All lines below containing the string "password" are to be copied.

** SUPPLIED DATA follows **

PR #2360, opened 2021-07-13
[ADDED] In-process connections

neilalexander:
This PR adds three things:
1.  `InProcessConn()` function to `Server` which builds a `net.Pipe` to get a connection to the NATS server without using TCP sockets
2. `DontListen` option which tells the NATS server not to listen on the usual TCP listener
3. `startupComplete` channel, which is closed right before we start `AcceptLoop`, and `readyForConnections` will wait for it

The main motivation for this is that we have an application that can run either in a monolith (single-process) mode or a polylith (multi-process) mode. We'd like to be able to use NATS for both modes for simplicity, but the monolith mode has to be able to cater for a variety of platforms where opening socket connections either doesn't make sense (mobile) or just isn't possible (WASM). These changes will allow us to use NATS entirely in-process instead.

An accompanying PR nats-io/nats.go#774 adds support to the client side.

This is my first PR to this project so apologies in advance if I've missed anything obvious anywhere.

/cc @nats-io/core

### DIFF
--- a/server/opts.go
+++ b/server/opts.go
@@ -199,6 +199,7 @@ type Options struct {
 	ServerName            string        `json:"server_name"`
 	Host                  string        `json:"addr"`
 	Port                  int           `json:"port"`
+	DontListen            bool          `json:"dont_listen"`
 	ClientAdvertise       string        `json:"-"`
 	Trace                 bool          `json:"-"`
 	Debug                 bool          `json:"-"`
@@ -4283,6 +4284,9 @@ func MergeOptions(fileOpts, flagOpts *Options) *Options {
 	}
 	if flagOpts.Host != "" {
 		opts.Host = flagOpts.Host
+	}
+	if flagOpts.DontListen {
+		opts.DontListen = flagOpts.DontListen
 	}
 	if flagOpts.ClientAdvertise != "" {
 		opts.ClientAdvertise = flagOpts.ClientAdvertise
--- a/server/server.go
+++ b/server/server.go
@@ -2948,6 +2948,8 @@ func (s *Server) ProfilerAddr() *net.TCPAddr {
 }
 
 func (s *Server) readyForConnections(d time.Duration) error {
+	end := time.Now().Add(d)
+
 	// Wait for startup. At this point AcceptLoop will only just be
 	// starting, so we'll still check for the presence of listeners
 	// after this.
@@ -2968,7 +2970,6 @@ func (s *Server) readyForConnections(d time.Duration) error {
 	}
 	chk := make(map[string]info)
 
-	end := time.Now().Add(d)
 	for time.Now().Before(end) {
 		s.mu.Lock()
 		chk["server"] = info{ok: s.listener != nil || opts.DontListen, err: s.listenerErr}
--- a/server/server.go
+++ b/server/server.go
@@ -2119,6 +2119,7 @@ func (s *Server) InProcessConn() (net.Conn, error) {
 	pl, pr := net.Pipe()
 	if !s.startGoRoutine(func() {
 		s.createClient(pl)
+		s.grWG.Done()
 	}) {
 		pl.Close()
 		pr.Close()
--- a/server/server.go
+++ b/server/server.go
@@ -167,6 +167,7 @@ type Server struct {
 	leafNodeEnabled    bool
 
 	quitCh           chan struct{}
+	startupComplete  chan struct{}
 	shutdownComplete chan struct{}
 
 	// Tracking Go routines
@@ -495,6 +496,10 @@ func NewServer(opts *Options) (*Server, error) {
 
 	// For tracking leaf nodes.
 	s.leafs = make(map[uint64]*client)
+
+	// Closed when startup is complete. Allows WaitForStartup() to block
+	// waiting until NATS has started.
+	s.startupComplete = make(chan struct{})
 
 	// Used to kick out all go routines possibly waiting on server
 	// to shutdown.
@@ -1613,6 +1618,7 @@ func (s *Server) Start() {
 	}
 	s.Noticef("  ID:       %s", s.info.ID)
 
+	defer close(s.startupComplete)
 	defer s.Noticef("Server is ready")
 
 	// Check for insecure configurations.
@@ -1849,7 +1855,9 @@ func (s *Server) Start() {
 	}
 
 	// Wait for clients.
-	s.AcceptLoop(clientListenReady)
+	if !opts.DontListen {
+		s.AcceptLoop(clientListenReady)
+	}
 }
 
 // Shutdown will shutdown the server instance by kicking out the AcceptLoop
@@ -2021,6 +2029,11 @@ func (s *Server) Shutdown() {
 	close(s.shutdownComplete)
 }
 
+// WaitForStartup will block until the server has been fully started.
+func (s *Server) WaitForStartup() {
+	<-s.startupComplete
+}
+
 // WaitForShutdown will block until the server has been fully shutdown.
 func (s *Server) WaitForShutdown() {
 	<-s.shutdownComplete
@@ -2098,6 +2111,27 @@ func (s *Server) AcceptLoop(clr chan struct{}) {
 	// Let the caller know that we are ready
 	close(clr)
 	clr = nil
+}
+
+// InProcessConn returns a connection to the server which can
+// be used in-process when DontListen is set.
+func (s *Server) InProcessConn() (net.Conn, error) {
+	pl, pr := net.Pipe()
+	created := true
+	if !s.startGoRoutine(func() {
+		if c := s.createClient(pl); c == nil {
+			created = false
+		}
+	}) {
+		created = false
+	}
+	if !created {
+		s.grWG.Done()
+		_ = pl.Close()
+		_ = pr.Close()
+		return nil, fmt.Errorf("failed to make connection")
+	}
+	return pr, nil
 }
 
 func (s *Server) acceptConnections(l net.Listener, acceptName string, createFunc func(conn net.Conn), errFunc func(err error) bool) {
--- a/server/server.go
+++ b/server/server.go
@@ -167,7 +167,6 @@ type Server struct {
 	leafNodeEnabled    bool
 
 	quitCh           chan struct{}
-	startupComplete  chan struct{}
 	shutdownComplete chan struct{}
 
 	// Tracking Go routines
@@ -496,10 +495,6 @@ func NewServer(opts *Options) (*Server, error) {
 
 	// For tracking leaf nodes.
 	s.leafs = make(map[uint64]*client)
-
-	// Closed when startup is complete. Allows WaitForStartup() to block
-	// waiting until NATS has started.
-	s.startupComplete = make(chan struct{})
 
 	// Used to kick out all go routines possibly waiting on server
 	// to shutdown.
@@ -1618,7 +1613,6 @@ func (s *Server) Start() {
 	}
 	s.Noticef("  ID:       %s", s.info.ID)
 
-	defer close(s.startupComplete)
 	defer s.Noticef("Server is ready")
 
 	// Check for insecure configurations.
@@ -2029,11 +2023,6 @@ func (s *Server) Shutdown() {
 	close(s.shutdownComplete)
 }
 
-// WaitForStartup will block until the server has been fully started.
-func (s *Server) WaitForStartup() {
-	<-s.startupComplete
-}
-
 // WaitForShutdown will block until the server has been fully shutdown.
 func (s *Server) WaitForShutdown() {
 	<-s.shutdownComplete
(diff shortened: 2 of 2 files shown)


server/server.go
```diff
@@ -1960,6 +1973,27 @@ func (s *Server) AcceptLoop(clr chan struct{}) {
 	clr = nil
 }
 
+// InProcessConn returns a connection to the server which can
+// be used in-process when DontListen is set.
```
ripienaar, line 1977: This seem to be usable even when DontListen is not set though right, that's good I'd be keen on this feature also but I want a mix or listening sockets and inprocess connections. So maybe comment needs an update?

ripienaar (commented):
love this, been keen to have something like this for quite some time :)

server/server.go
neilalexander: It is indeed usable either way, so I'll update the comment!

kozlovic (changes requested):
Thank you for the contribution!

server/opts.go
```diff
@@ -184,6 +184,7 @@ type Options struct {
 	ServerName            string        `json:"server_name"`
 	Host                  string        `json:"addr"`
 	Port                  int           `json:"port"`
+	DontListen            bool          `json:"dont_listen"`
```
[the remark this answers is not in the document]
neilalexander: I suppose this could work, although it does create the risk of the API shape having more "magic numbers". I'll be happy to accept direction on this from whoever has strong enough opinions on it.

server/server.go
```diff
@@ -1960,6 +1973,29 @@ func (s *Server) AcceptLoop(clr chan struct{}) {
...
+	created := true
+	if !s.startGoRoutine(func() {
+		if c := s.createClient(pl); c == nil {
+			created = false
+		}
+	}) {
+		created = false
+	}
+	if !created {
+		s.grWG.Done()
```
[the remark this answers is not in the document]
neilalexander: I've obviously misunderstood the purpose of this wait group so will remove this.

server/server.go
```diff
@@ -1881,6 +1889,11 @@ func (s *Server) Shutdown() {
 	close(s.shutdownComplete)
 }
 
+// WaitForStartup will block until the server has been fully started.
+func (s *Server) WaitForStartup() {
```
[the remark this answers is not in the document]
neilalexander: OK, made the change to this instead.

server/server.go
```diff
@@ -1960,6 +1973,29 @@ func (s *Server) AcceptLoop(clr chan struct{}) {
...
+// InProcessConn returns an in-process connection to the server,
+// avoiding the need to use a TCP listener for local connectivity
+// within the same process. This can be used regardless of the
+// state of the DontListen option.
+func (s *Server) InProcessConn() (net.Conn, error) {
+	pl, pr := net.Pipe()
+	created := true
+	if !s.startGoRoutine(func() {
+		if c := s.createClient(pl); c == nil {
+			created = false
```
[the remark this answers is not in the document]
neilalexander: Alright, I've updated it. The semantics around `createClient` weren't terribly clear.

kozlovic (approved):

kozlovic (commented):
The changes look good to me. Let's see if other maintainers have an opinion on the DontListen vs special port number.

ripienaar:
The magic ports seem a bit unclear and hard to discover to me, otoh we have too many settings already but I think a documented setting might be better.

neilalexander:
Hm, ultimately it doesn't appear as if the `ReadyForConnections` solution works, I guess because none of the `chk` cases fire in a simple setup and therefore we return after the first 25ms pause, regardless of whether NATS is set up or not by that point.

It might make sense to re-add the `startupComplete` channel, close it right before the `AcceptLoop` would start and then wait for that in `ReadyForConnections` before checking the sockets.

neilalexander:
I've gone ahead and done that. There's no new API surface this time — `readyForConnections` will instead wait for the startup channel to close, which will happen right before `AcceptLoop` will be called. I hope that's OK.

server/server.go
```diff
@@ -1960,6 +1971,22 @@ func (s *Server) AcceptLoop(clr chan struct{}) {
...
 }
 
+// InProcessConn returns an in-process connection to the server,
+// avoiding the need to use a TCP listener for local connectivity
+// within the same process. This can be used regardless of the
+// state of the DontListen option.
+func (s *Server) InProcessConn() (net.Conn, error) {
+	pl, pr := net.Pipe()
+	if !s.startGoRoutine(func() {
+		s.createClient(pl)
```
kozlovic, line 1981: It should be this:
```
s.createClient(pl)
s.grWG.Done()
```
I mentioned that the call of `s.grWG.Done()` when startGoRoutine() failed needed to be removed, but failed to mention that it has to be done once the function started in startGoRoutine() finishes.

server/server.go
```diff
@@ -2734,6 +2761,17 @@ func (s *Server) ProfilerAddr() *net.TCPAddr {
 }
 
 func (s *Server) readyForConnections(d time.Duration) error {
+	// Wait for startup. At this point AcceptLoop will only just be
+	// starting, so we'll still check for the presence of listeners
+	// after this.
+	select {
```
kozlovic, line 2767: Not sure if this is that important, but maybe we should "deduct" from `d` the time spent in this select. Again, not sure if this is worth it.

kozlovic (changes requested):
I had a go with this change and bringing the changes in the nats.go to create a quick test in the server package and my main concern is the behavior of the net.Pipe when one side closes the connection.

It appears that it results in internal pipe write timeout, which is not that good. For instance, I tried to connect with wrong user/password and the server would report a WriteDeadline exceeded (when trying to write the authorization violation error).

Without more testing (which is going to be a bit annoying since it would require changes from the client that I would not want to commit if we end-up rejecting the whole idea), I think we can't merge this PR.
If you could have some tests and figure out what the issue is with those time outs, then we could reconsider.

neilalexander:
> It appears that it results in internal pipe write timeout, which is not that good. For instance, I tried to connect with wrong user/password and the server would report a WriteDeadline exceeded (when trying to write the authorization violation error).

Looking at the source for `net.Pipe`, the only way it can return a `os.ErrDeadlineExceeded` is if a deadline has been set and not cleared or re-set afterwards. Otherwise it should return an `io.ErrClosedPipe`.

https://github.com/golang/go/blob/d8f348a589b3df4bb48636023be4ccf9ac96d307/src/net/pipe.go#L183-L188

I haven't made any changes to deadlines anywhere so wondering if there is some existing deadline being set elsewhere?

> If you could have some tests and figure out what the issue is with those time outs, then we could reconsider.

Have you got an example or a specific test that I can look at? We've been experimenting with in-process conns using these commits in our codebase for the last couple of days and we have yet to see this.

server/server.go
neilalexander: I suppose moving the `end := time.Now().Add(d)` declaration to before the `select` should have this effect.

kozlovic: Probably.

server/server.go
neilalexander: Have added this in.

server/server.go
neilalexander: Have done this.

server/server.go
kozlovic: I don't see this in the commit that says you did (just the move of `end := ..`

neilalexander: Oh, what. VS Code apparently decided it wanted to block on the language server and not save changes, so that's incredibly helpful.

kozlovic:
> Have you got an example or a specific test that I can look at? 

I was trying to connect with wrong username/password, so what I see is that the server blocks on flushOutbound() writing `-ERR 'Authorization Violation'\r\n` message (up to write deadline which default is 10 seconds) and the client blocks in writing the CONNECT + PING protocols in nats.go sendConnect() at this place: `if err := nc.bw.writeDirect(cProto, pingProto); err != nil {`.

So the server reads the CONNECT (not the PING yet), fails the client by trying to write `-ERR ..` to it and that blocks because the client is not reading. The connect process in the client is synchronous, that is, there is no read loop started yet.

So if I have the client sends only CONNECT and then PING later, the issue is the same, this time the client blocks writing PING because the server is also blocked writing `-ERR` (since client is not reading). Having buffered pipes may help, but to the point where buffer will be full. At least that may help pass the phase of CONNECT...

variadico:
> Hm, ultimately it doesn't appear as if the ReadyForConnections solution works

Just curious, what is failing? Is there a test that consistently fails? Sometimes tests can be flaky, so you may need to rerun them a few times.

kozlovic:
@variadico No, it was just that in the case of "DontListen" (part of this PR), ReadyForConnections() should ignore the client port, so I asked to add `ok: s.listener != nil || opts.DontListen`, but the issue was that user calling ReadyForConnections() in that case would return immediately with "ok", while the user wanted at least all of Server.Start() (minus AcceptLoop) to be done, hence the use of the startupComplete channel that is just closed prior to starting the AcceptLoop() (which is blocking).

kozlovic:
@neilalexander We will discuss this PR internally and come up with a decision maybe later next week. Thanks again!

kozlovic (approved):
LGTM. Switching to Draft until we decide internally (so it does not get merged by mistake).

neilalexander:
Thanks @kozlovic, will wait to hear back on a way forward. Hoping we can come up with something suitable — NATS is shaping up very well for us so far, we just need to be able to get it to work in obscure places like WASM as well as cross-process!

neilalexander:
Is there any update on whether this was discussed further? We're optimistically hoping for good news. 😄

derekcollison:
@kozlovic and I plan to discuss this week IIRC.

kozlovic:
@neilalexander Sorry for the delay. We just had a discussion today about this, and we feel it is important and part of future kind of deployments, but we would need a bit more information. The wasm limitation may be temporary, are you following [wasi](https://wasi.dev/) developments?
What wasm environment are you planning on deploying this?

Finally, would you have 15/20 minutes to speak with @derekcollison? He would like to have a short discussion with you. Thanks!

derekcollison:
We are starting to see more interest in this and we ourselves are very interested in the WASM/WASI ecosystem. Possible to get 20 minutes of your time to chat live via Zoom or GH?

neilalexander:
Hey @kozlovic, @derekcollison — more than happy to have a chat. I'm in GMT but please feel free to drop me a mail at `neilalexander` at `matrix.org` (or, if you are Matrix natives, the same MXID) to arrange a time.

At a high level, our project is [Dendrite](https://github.com/matrix-org/dendrite), which is a Matrix homeserver implementation. We basically need to be able to run everywhere — within the web browser, on mobile devices and on servers alike. We see the in-process connections as a way of getting around the limitations with not being able to open arbitrary sockets with WASM (and this probably still holds true in WASI as of today, not sure?) and also not opening unnecessary sockets on mobile devices either. I can explain more certainly about what we're hoping to do on the call.

derekcollison:
Neil,

Have not forgotten about you, promise.

neilalexander:
Hey Derek,

Is there any update? Cheers!

derekcollison:
Still very much on our list, just prioritizing KV and ObjectStore abstractions atm.

neilalexander:
Hi all, is there any update on this?

derekcollison:
Unfortunately nothing has changed atm.

Still a nice to have I think for us but not a high priority.

derekcollison:
@neilalexander if you want to update this to the main branch (rebase etc). We can see if we can get this one in..

neilalexander:
@derekcollison Have rebased against `main`!

derekcollison:
Thanks! We still have the hang issues that were mentioned yes?

neilalexander:
I’m not entirely sure *what* issues it might introduce, but we’ve been using this in Dendrite for months without any particular issues. Admittedly we don’t ever *stop* NATS or close the connection until the point that the entire process shuts down. We’ve also seen one or two cases of `slow consumer` but I suspect that’s more to do with our message sizes as we’ve also seen it when running NATS in a separate process via TCP.

server/server.go
```diff
@@ -2930,10 +2971,9 @@ func (s *Server) readyForConnections(d time.Duration) error {
 	}
 	chk := make(map[string]info)
 
-	end := time.Now().Add(d)
 	for time.Now().Before(end) {
-		s.mu.RLock()
-		chk["server"] = info{ok: s.listener != nil, err: s.listenerErr}
+		s.mu.Lock()
```
kozlovic, line 2975: You need to change that to an RLock(). This has changed in main so that is causing issue now with your PR.

server/opts.go
```diff
@@ -4284,6 +4285,9 @@ func MergeOptions(fileOpts, flagOpts *Options) *Options {
 	if flagOpts.Host != "" {
 		opts.Host = flagOpts.Host
 	}
+	if flagOpts.DontListen {
+		opts.DontListen = flagOpts.DontListen
```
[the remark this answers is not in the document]
kozlovic: No, that's ok.

kozlovic (changes requested):

server/server.go
neilalexander: Fixed!

kozlovic (approved):
LGTM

** End of SUPPLIED DATA **

*RESULT OF THE EXERCISE*.
It appears that it results in internal pipe write timeout, which is not that good. For instance, I tried to connect with wrong user/password and the server would report a WriteDeadline exceeded (when trying to write the authorization violation error).
> It appears that it results in internal pipe write timeout, which is not that good. For instance, I tried to connect with wrong user/password and the server would report a WriteDeadline exceeded (when trying to write the authorization violation error).
I was trying to connect with wrong username/password, so what I see is that the server blocks on flushOutbound() writing `-ERR 'Authorization Violation'\r\n` message (up to write deadline which default is 10 seconds) and the client blocks in writing the CONNECT + PING protocols in nats.go sendConnect() at this place: `if err := nc.bw.writeDirect(cProto, pingProto); err != nil {`.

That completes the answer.